Information leakage happens when a system helps an adversary achieve some goal. We can understand leakage through quantitative information flow (QIF), a robust framework that gives ways to quantify the amount of leakage of a system. In this post, we will walk through how we can statically model a system as a channel matrix. We’ll also see how a channel maps a prior probability distribution to a hyper-distribution that helps an adversary narrow down the set of possible secrets that could have produced an output.
First, I’ll go over an overview of the concepts then we can work through a real example. I’ll spend some time discussing what a hyper-distribution is and how to interpret it. The terminology and example I use are from this paper: Quantifying Information Leakage of Deterministic Encryption.
Overview
QIF generally assumes that an adversary knows all possible ‘secrets’ of a system, and she knows the probability of each of these secrets π. A system or ‘channel’ will take in a secret input and produce some observable output that may help the adversary achieve some goal.
For example, let’s think about a classic side-channel attack: an adversary could observe that the computer is consuming a lot of power during decryption, and she may be able to determine the size of the encryption key (the secret).
We can statically model all possible inputs and outputs of the system as an information-theoretic channel matrix that gives conditional probabilities p(y,x).
The rows represent all possible secrets and the columns represent all possible outputs. Every entry in the matrix indicates the probability of that output given that input.
Recall the adversary also knows the probability of each of the secrets, the prior probability distribution. She can multiply the rows of the channel matrix by the prior probability and compute the joint distribution. This is represented by a joint matrix J that gives joint probabilities p(x, y).
At this point, she can sum the columns of J to calculate the marginal distribution on outputs, which gives the probability of every output. Posterior distributions can be calculated by normalizing the columns of J. When we drop the output labels (they don’t really matter), we get the hyper-distribution that gives probabilities p(x | y). Given a hyper-distribution, an adversary can observe a particular output, and know which secrets could have produced it.
The key thing to notice here is that a channel is a mapping from priors to hyper-distributions
Example: Keys to the Castle
Let’s say we have a castle that alternates through three different keys to open their gates. Through an odd twist of tradition, they raise a colored flag, chosen probabilistically, according to which key is used to open the gate.
When key #1 is used, they raise either the teal flag or the purple flag, with equal probability. When key #2 is used, they raise the purple flag 1/4 of the time, the blue flag 1/2 of the time, and the red flag 1/4 of the time. They have a similarly odd choice for when they use key #3 where they raise the teal flag 1/2 of the time, the purple flag 1/3 of the time, and the blue flag 1/6 of the time.
We can statically represent all keys and flags in a channel matrix.
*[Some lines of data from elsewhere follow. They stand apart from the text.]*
PR #4464, opened 2021-08-06
Remove obsolete tools/scripts/bump_sorbet.sh

aprocter-stripe:
### Motivation
This came over in the compiler merge, but we don't need it anymore because of, well, the compiler merge. :)

### Test plan
n/a, just deletes code. (I know, famous last words.) FWIW I also grepped Stripe's codebase to make sure there wasn't some weird lingering reference to this script.


jez (approved):
🔥 🎉

PR #4466, opened 2021-08-09
unbreak compiler exp re-generation by creating a separate script

froydnj:
### Motivation

When we merged in the compiler repo, we copied the compiler's `update_testdata_exp.sh` script into the existing `update_testdata_exp.sh` script.  Unfortunately, this copying didn't take into account that the binary for the compiler lives in a slightly different place in the build tree -- `bazel-bin/compiler/sorbet` vs. `bazel-bin/main/sorbet`.  Which means that regenerating the compiler's `.exp` files is busted.

This PR seeks to remedy that by creating a separate `update_compiler_exp.sh` script that is more-or-less an exact copy of the original compiler's `update_testdata_exp.sh` flag, but with the path to sorbet modified appropriately.

I briefly considered just changing the path in the existing `update_testdata_exp.sh` and calling it a day, but this presents a problem: doing that means that people working on Sorbet only now have to build the compiler (and all of LLVM) to update testdata files, which doesn't seem very nice.  We could make `update_testdata_exp.sh` perform some gymnastics to only build `//compiler:sorbet` under certain circumstances, but that seems prone to errors.

The most reasonable path forward seemed to be having a separate script for the compiler's `.exp` files...and those files along with said script, will ideally go away altogether someday when we have completely transitioned to filecheck-style tests.

### Test plan

See included automated tests.


elliottt (approved):
Looks good to me! I was wondering about including a call to it in `tools/scripts/update_exp_files.sh`, but your reasoning about it building the compiler when someone isn't working on it makes sense. I think that we could probably detect when it's being run with `tools/scripts/remote-script` and run it then, but that's definitely not necessary right now.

Informally, here’s how we can read the channel: when the secret is key #1, the flag is the teal one half the time and the purple one half the time, etc.
Let’s say the villagers choose key #1 1/4 of the time, key #2 1/2 of the time, and key #3 the other 1/4 of the time. We can use this prior probability distribution π and our channel C to calculate the joint matrix, the marginal probability distribution, and the hyper distribution.
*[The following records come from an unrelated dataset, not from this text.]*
PR #4468, opened 2021-08-09
rework tag initialization slightly

froydnj:
### Motivation

The way `sorbet_initializeTag` and `sorbet_processThrowReturnSetJmp` are written make at least `sorbet_initializeTag` tricky to reuse.  A new caller must remember to handle some of the tag reset bits and tag push bits performed by `sorbet_processThrowReturnSetJmp`.  I think it would be easier to understand if `sorbet_initializeTag` worked a little more like `EC_PUSH_TAG` + `EC_EXEC_TAG`.

Thus this PR, which moves more of the tag handling into `sorbet_initializeTag`.  I'm not too worried about performing extra branches to test `state`: jump threading is a thing and LLVM is pretty smart.  A new user of `sorbet_initializeTag` now can handle the return value directly as a clue to what kind of processing they need to do, and they don't have to remember to push or pop tags as necessary.

### Test plan

See included automated tests.  I need to fixup some of the exp tests, which will rely on #4466 landing.

### DIFF
--- a/compiler/IREmitter/Payload/codegen-payload.c
+++ b/compiler/IREmitter/Payload/codegen-payload.c
@@ -147,9 +147,9 @@ SORBET_ALIVE(VALUE, sorbet_magic_mergeHashHelper, (VALUE, VALUE));
 SORBET_ALIVE(VALUE, sorbet_vm_getivar, (VALUE obj, ID id, struct iseq_inline_iv_cache_entry *cache));
 SORBET_ALIVE(void, sorbet_vm_setivar, (VALUE obj, ID id, VALUE val, struct iseq_inline_iv_cache_entry *cache));
 
-SORBET_ALIVE(int, sorbet_initializeTag, (struct rb_vm_tag * tag));
+SORBET_ALIVE(enum ruby_tag_type, sorbet_initializeTag, (struct rb_vm_tag * tag));
 SORBET_ALIVE(VALUE, sorbet_processThrowReturnSetJmp,
-             (int setjmp_retval, rb_control_frame_t *cfp, struct rb_vm_tag *tag));
+             (enum ruby_tag_type state, rb_control_frame_t *cfp, struct rb_vm_tag *tag));
 SORBET_ALIVE(void, sorbet_teardownTagForThrowReturn, (struct rb_vm_tag * tag));
 
 SORBET_ALIVE(void, sorbet_vm_register_sig,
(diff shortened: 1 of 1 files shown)


compiler/IREmitter/Payload/codegen-payload.c
```diff
@@ -2315,49 +2315,60 @@ void sorbet_throwReturn(VALUE retval) {
     sorbet_ec_jump_tag(ec, ec->tag->state);
 }
 
-// This is invoked at the beginning of a method's body, and is analogous to EC_PUSH_TAG followed by the setjmp in
-// EC_EXEC_TAG:
+// This is invoked at the beginning of a method's body, and is analogous to EC_PUSH_TAG + EC_EXEC_TAG
```
elliottt, line 2318: Would you mind extending this comment to say that it's safe to return after the call to setjmp because this function will always be inlined?

compiler/IREmitter/Payload/codegen-payload.c
```diff
@@ -147,9 +147,9 @@ SORBET_ALIVE(VALUE, sorbet_magic_mergeHashHelper, (VALUE, VALUE));
 SORBET_ALIVE(VALUE, sorbet_vm_getivar, (VALUE obj, ID id, struct iseq_inline_iv_cache_entry *cache));
 SORBET_ALIVE(void, sorbet_vm_setivar, (VALUE obj, ID id, VALUE val, struct iseq_inline_iv_cache_entry *cache));
 
-SORBET_ALIVE(int, sorbet_initializeTag, (struct rb_vm_tag * tag));
+SORBET_ALIVE(enum ruby_tag_type, sorbet_initializeTag, (struct rb_vm_tag * tag));
```
elliottt, line 150: Could we replace this with a use of `KEEP_ALIVE` after the definition of `sorbet_initializeTag`?

compiler/IREmitter/Payload/codegen-payload.c
```diff
@@ -147,9 +147,9 @@ SORBET_ALIVE(VALUE, sorbet_magic_mergeHashHelper, (VALUE, VALUE));
...
 SORBET_ALIVE(VALUE, sorbet_processThrowReturnSetJmp,
-             (int setjmp_retval, rb_control_frame_t *cfp, struct rb_vm_tag *tag));
+             (enum ruby_tag_type state, rb_control_frame_t *cfp, struct rb_vm_tag *tag));
```
elliottt, line 152: Same for this function. If it's defined in the codegen payload, I don't think we need to use `sorbet_alive`.

elliottt (approved):
Thanks for this refactoring! I like that the re-push case is handled right at the beginning now 👍 

I had a few requests for changes, but none of them are blocking.

compiler/IREmitter/Payload/codegen-payload.c
froydnj: I can, but I confess I don't understand the rationale for doing so.  Why wouldn't it be safe to return after a `setjmp`?  (And if it is unsafe to return after a `setjmp`, why wouldn't that same rationale apply to any function that calls `setjmp` anywhere else in all of `libruby.so`?)

compiler/IREmitter/Payload/codegen-payload.c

We first scale the channel matrix C by the prior probability distribution π to calculate the joint matrix showing p(x, y). We then sum the rows of the joint matrix to calculate the marginal distribution on outputs. We then normalize J to calculate the hyper-distribution.
Let’s examine the hyper-distribution. What do these columns mean? What is a hyper-distribution?
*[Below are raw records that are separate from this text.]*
PR #4469, opened 2021-08-09
Fix run_compiled.sh and run-benchmarks.rb

neilparikh:
### Motivation

Scripts were failing due to LLVM IR emitting change (#4429) as well as move to this repo.

### Test plan

N/A


aprocter-stripe (approved):
Thanks for the fix!

PR #4470, opened 2021-08-09
Remove Chalk symbols and rbi

ngroman:
Remove `chalk.rbi` and any entering of symbols for `Chalk::*` from Sorbet. This will help support `--stripe-packages` mode code because `Chalk::ODM` is itself a package.

Replaces `soft_freeze_logic` with a call to `T::Configuration.prop_freeze_handler().call(<self>, prop_name)`. (Default is a noop lambda).

Had to update a few tests to include stub definitions of `Chalk::ODM` related classes. This would break anyone trying to use `encrypted_prop` outside Stripe, but this should not be an issue. Since that requires a lot of specialized code.

Note: this will require a lock-step change to upgrade the version of sorbet in Stripe code.

### Motivation
Support `--stripe-packages` mode. (Also cleans up the code)

### Test plan

- [ ] Tested integration with stripe code

See included automated tests.


nroman-stripe:

→ https://go/builds/bui_K0l3LKnRkQEBO8
→ https://go/builds/bui_K0l3Isny3OogqC

nroman-stripe:

→ https://go/builds/bui_K1634um9zbywUY
→ https://go/builds/bui_K163aPtGJJikLV

ngroman:
Here's a stripe code build that integrates this + runtime changes: https://go/builds/bui_K16s8f8rgVMDN7

PR is number 358574

ngroman:
Updated build with compiler enabled https://go/builds/bui_K17U909kviNnGx

froydnj (approved):
This looks good, thank you for testing it with the compiler too!

I wonder whether `prop_freeze_handler` would be better handled as some sort of decorator method in the props machinery rather than a global configuration hook, but I suppose we can change that out at some later date.

ngroman:
> I wonder whether `prop_freeze_handler` would be better handled as some sort of decorator method in the props machinery rather than a global configuration hook, but I suppose we can change that out at some later date.

My understanding is that rewriters don't get to look at the global config (for cacheability reasons), precluding that strategy.

PR #4473, opened 2021-08-10
ensure that ensure blocks get run even when being unwound through

froydnj:
### Motivation

We were doing the wrong thing for `ensure` blocks in the presence of non-exception-related non-local exits.  This PR fixes that mistake by arranging for the bulk of exception handling logic to be guarded with an `rb_vm_tag` that will catch `longjmp`s through that region.

### Test plan

See included automated tests.


elliottt (approved):
Looks great!

PR #4475, opened 2021-08-10
run app_raise.rb 10_000_000 times to line up with a benchmark baseline

froydnj:
### Motivation

@elliottt and I were talking about this benchmark the other day and the weirdness of the benchmark with respect to our current benchmarking baselines came up.  This PR fixes that.

Just for kicks, the numbers:

```
froydnj@pyro:~/src/sorbet$ ./tools/scripts/run_benchmarks.sh -b test/testdata/ruby_benchmark/stripe/while_10_000_000.rb -f test/testdata/ruby_benchmark/app_raise.rb
[...]
ruby 2.7.2p137 (2020-10-01 revision 5445e04352) [x86_64-linux]
ruby vm startup time: .094
stripe/while_10_000_000.rb      .223    .091
app_raise.rb    4.493   .092
app_raise.rb - baseline 4.270   .001
```

I feel pretty good about the compiler's exception performance for now; the IR looks like we're not taking any shortcuts.

### Test plan

See included automated tests.

### DIFF
--- a/test/testdata/ruby_benchmark/app_raise.rb
+++ b/test/testdata/ruby_benchmark/app_raise.rb
@@ -2,10 +2,12 @@
 # typed: strict
 # compiled: true
 i = 0
-while i<300000
-  i += 1
+while i < 10_000_000
   begin
     raise
   rescue
   end
+  i += 1
 end
+
+p i


elliottt (approved):
Nice, thanks for changing this!

PR #5277, opened 2022-02-09
Error recovery for case

jez:
### Motivation

Sorry, I didn't go through the work of making this one into small commits.

### Test plan

See included automated tests.

### DIFF
--- a/parser/Builder.cc
+++ b/parser/Builder.cc
@@ -614,8 +614,25 @@ public:
 
     unique_ptr<Node> case_(const token *case_, unique_ptr<Node> expr, sorbet::parser::NodeVec whenBodies,
                            const token *elseTok, unique_ptr<Node> elseBody, const token *end) {
+        auto loc = tokLoc(case_);
+        if (end != nullptr) {
+            loc = loc.join(tokLoc(end));
+        }
         return make_unique<Case>(tokLoc(case_).join(tokLoc(end)), std::move(expr), std::move(whenBodies),
                                  std::move(elseBody));
+    }
+
+    unique_ptr<Node> case_error(const token *case_, unique_ptr<Node> cond, const token *end) {
+        auto loc = tokLoc(case_);
+        if (end != nullptr) {
+            loc = loc.join(tokLoc(end));
+        }
+        auto zloc = loc.copyWithZeroLength();
+        auto whenPatterns = NodeVec{};
+        whenPatterns.emplace_back(error_node(loc.beginPos(), loc.beginPos()));
+        auto whens = NodeVec{};
+        whens.emplace_back(make_unique<When>(zloc, std::move(whenPatterns), nullptr));
+        return make_unique<Case>(loc, std::move(cond), std::move(whens), nullptr);
     }
 
     unique_ptr<Node> case_match(const token *case_, unique_ptr<Node> expr, sorbet::parser::NodeVec inBodies,
@@ -1869,6 +1886,11 @@ ForeignPtr case_(SelfPtr builder, const token *case_, ForeignPtr expr, const nod
                                          build->cast_node(elseBody), end));
 }
 
+ForeignPtr case_error(SelfPtr builder, const token *case_, ForeignPtr cond, const token *end) {
+    auto build = cast_builder(builder);
+    return build->toForeign(build->case_error(case_, build->cast_node(cond), end));
+}
+
 ForeignPtr case_match(SelfPtr builder, const token *case_, ForeignPtr expr, const node_list *inBodies,
                       const token *elseTok, ForeignPtr elseBody, const token *end) {
     auto build = cast_builder(builder);
@@ -2532,6 +2554,7 @@ struct ruby_parser::builder Builder::interface = {
     call_method,
     call_method_error,
     case_,
+    case_error,
     case_match,
     character,
     complex,
--- a/parser/Builder.cc
+++ b/parser/Builder.cc
@@ -614,10 +614,6 @@ public:
 
     unique_ptr<Node> case_(const token *case_, unique_ptr<Node> expr, sorbet::parser::NodeVec whenBodies,
                            const token *elseTok, unique_ptr<Node> elseBody, const token *end) {
-        auto loc = tokLoc(case_);
-        if (end != nullptr) {
-            loc = loc.join(tokLoc(end));
-        }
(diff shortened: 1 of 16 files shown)


parser/parser/cc/grammars/typedruby.ypp
```diff
@@ -1865,15 +1866,40 @@ lbrace_cmd_block_start:
                         &case_body->whens,
                         else_ ? else_->tok : nullptr,
 			                  else_ ? else_->nod : nullptr, $4);
+                      driver.rewind_if_dedented($1, $4);
+                    }
+                | kCASE expr_value opt_terms kEND
```
froydnj, line 1871: Can we format this so that we have whitespace where `case_body` would go, so it's more obvious how this alternative differs from existing code?

```suggestion
                | kCASE expr_value opt_terms           kEND
```

parser/parser/cc/grammars/typedruby.ypp
```diff
@@ -1865,15 +1866,40 @@ lbrace_cmd_block_start:
...
+                    {
+                      $$ = driver.build.case_error(self, $1, $2, $4);
+                      driver.diagnostics.emplace_back(dlevel::ERROR, dclass::EmptyCase, $1, driver.token_name($1->type()));
+                      // This is an `error` rule in disguise, so we can actually use indentation to rewind
+                      // even if we aren't in indentationAware mode.
+                      driver.rewind_if_dedented($1, $4, /*force*/true);
+                    }
+                | kCASE opt_terms kEND
```
froydnj, line 1879: Same request here for the formatting.

```suggestion
                | kCASE            opt_terms           kEND

```

parser/parser/cc/grammars/typedruby.ypp
```diff
@@ -1865,15 +1866,40 @@ lbrace_cmd_block_start:
...
-                 | kCASE expr_value opt_terms p_case_body kEND
+                | kCASE expr_value opt_terms p_case_body kEND
                     {
                       auto &case_body = $4;
                       auto &else_ = case_body->els;
                       $$ = driver.build.case_match(self, $1, $2,
                         &case_body->whens,
                         else_ ? else_->tok : nullptr,
 			                  else_ ? else_->nod : nullptr, $5);
+                      driver.rewind_if_dedented($1, $5);
```
froydnj, line 1902: It's not obvious to me why we need to alter the behavior of the pattern-matching `case` here, since this was existing non-error code.  Shouldn't this be removed?

parser/parser/cc/grammars/typedruby.ypp
```diff
@@ -1865,15 +1866,40 @@ lbrace_cmd_block_start:
...
+                      // even if we aren't in indentationAware mode.
+                      driver.rewind_if_dedented($1, $3, /*force*/true);
+                    }
+                | kCASE error
+                    {
+                      auto cond = driver.build.error_node(self, @1.end, @2.end);
+                      $$ = driver.build.case_error(self, $1, cond, nullptr);
+                      driver.replace_last_diagnostic(dlevel::ERROR, dclass::UnexpectedToken, $1, driver.token_name($1->type()));
                     }
-                 | kCASE expr_value opt_terms p_case_body kEND
```
froydnj, line 1869: This change seems unnecessary.

parser/Builder.cc
```diff
@@ -614,10 +614,27 @@ class Builder::Impl {
 
     unique_ptr<Node> case_(const token *case_, unique_ptr<Node> expr, sorbet::parser::NodeVec whenBodies,
                            const token *elseTok, unique_ptr<Node> elseBody, const token *end) {
+        auto loc = tokLoc(case_);
+        if (end != nullptr) {
+            loc = loc.join(tokLoc(end));
+        }
         return make_unique<Case>(tokLoc(case_).join(tokLoc(end)), std::move(expr), std::move(whenBodies),
```
froydnj, line 621: Surely this `loc` addition would be better if it was used in the `make_unique` call?  Or was this an experiment that turned out to be unnecessary?

(Slightly concerned that tests didn't seem to exercise the `end == nullptr` case, too, but maybe that is just a consequence of this being dead code.)

parser/parser/cc/grammars/typedruby.ypp
```diff
@@ -1856,6 +1856,7 @@ lbrace_cmd_block_start:
                         &case_body->whens,
                         else_ ? else_->tok : nullptr,
 			                  else_ ? else_->nod : nullptr, $5);
+                      driver.rewind_if_dedented($1, $5);
```
froydnj, line 1859: Why are we rewinding in existing productions?

parser/parser/cc/grammars/typedruby.ypp
```diff
@@ -1865,15 +1866,40 @@ lbrace_cmd_block_start:
                         &case_body->whens,
                         else_ ? else_->tok : nullptr,
 			                  else_ ? else_->nod : nullptr, $4);
+                      driver.rewind_if_dedented($1, $4);
```
froydnj, line 1869: Why are we rewinding in existing productions?

froydnj (changes requested):
I think this is reasonable, but I have concerns about:

1. `rewind_if_dedented` now appearing in rules that aren't actually errors, which seems like scope creep.
2. various things that don't seem to be used or changes that appear spurious.

Will stamp once those concerns are cleared up.

parser/parser/cc/grammars/typedruby.ypp
jez: It was the only production in this file that didn’t have its pipe character aligned so I fixed it.

parser/Builder.cc
jez: Yeah, I started trying to reuse the `case_` builder for the error handling cases, and then at some point realized that it wouldn't be needed. This code is dead.

jez:
I've fixed the small changes. Thanks for pointing those out.

To answer all the "Why are we rewinding in existing productions?" questions:

That is the whole point of the change. Calling `rewind_if_dedented` in those cases:

- will only do anything if `driver.indentationAware` is set, which is only set when we're doing a second parse to attempt better error recovery
- is crucial to make every test that I added in this PR pass—none of them pass without this change. Every production rule that I've modified in this PR has at least one, but usually many more, tests.

froydnj (approved):

jez:

→ https://go/builds/bui_L7diw9SiuA6mWC
→ https://go/builds/bui_L7di9yer8NQ7mG

PR #5278, opened 2022-02-09
Add --max-errors flag

aprocter:
Add a `--max-errors=N` flag, to suppress error message output beyond the first `N` errors.

### Motivation
When running Sorbet from user-facing tools it's sometimes useful to suppress excess error messages. (We've run into a case at Stripe where this might be useful.)

### Test plan
See included automated tests.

A hyper-distribution is a distribution on posterior distributions. In our example, we have a distribution on outputs (1/4, 1/3, 7/24, 1/8). We call this the ‘outer distribution.’ But we also have four posterior distributions (1/2, 0, 1/2), (3/8, 3/8, 1/4), (0, 6/7, 1/7), and (0, 1, 0). We call these ‘inners’.
Let’s look at these ‘inners’ and see what they mean for our adversary who is trying to guess the secret key.
These four inners represent all the worlds of knowledge that an adversary could end up in after observing the output (the raised flag). For example, if she sees the teal flag, she will be in the first ‘world’ and she’ll know with certainty that the key could not have been key #2.
Notice in this last world which represents the case when she observes the red flag, she knows with certainty that the secret key is key #2. However, this ‘world’ only occurs 1/8 of the time. She’s much more likely to end up in another world. For example, 1/3 of the time, she’ll see the purple flag (here represented by the second column). Unfortunately for her, when she sees this flag, she will be less sure about the secret key. It could be key #1 or key #2 with equal probability. It could even be key #3.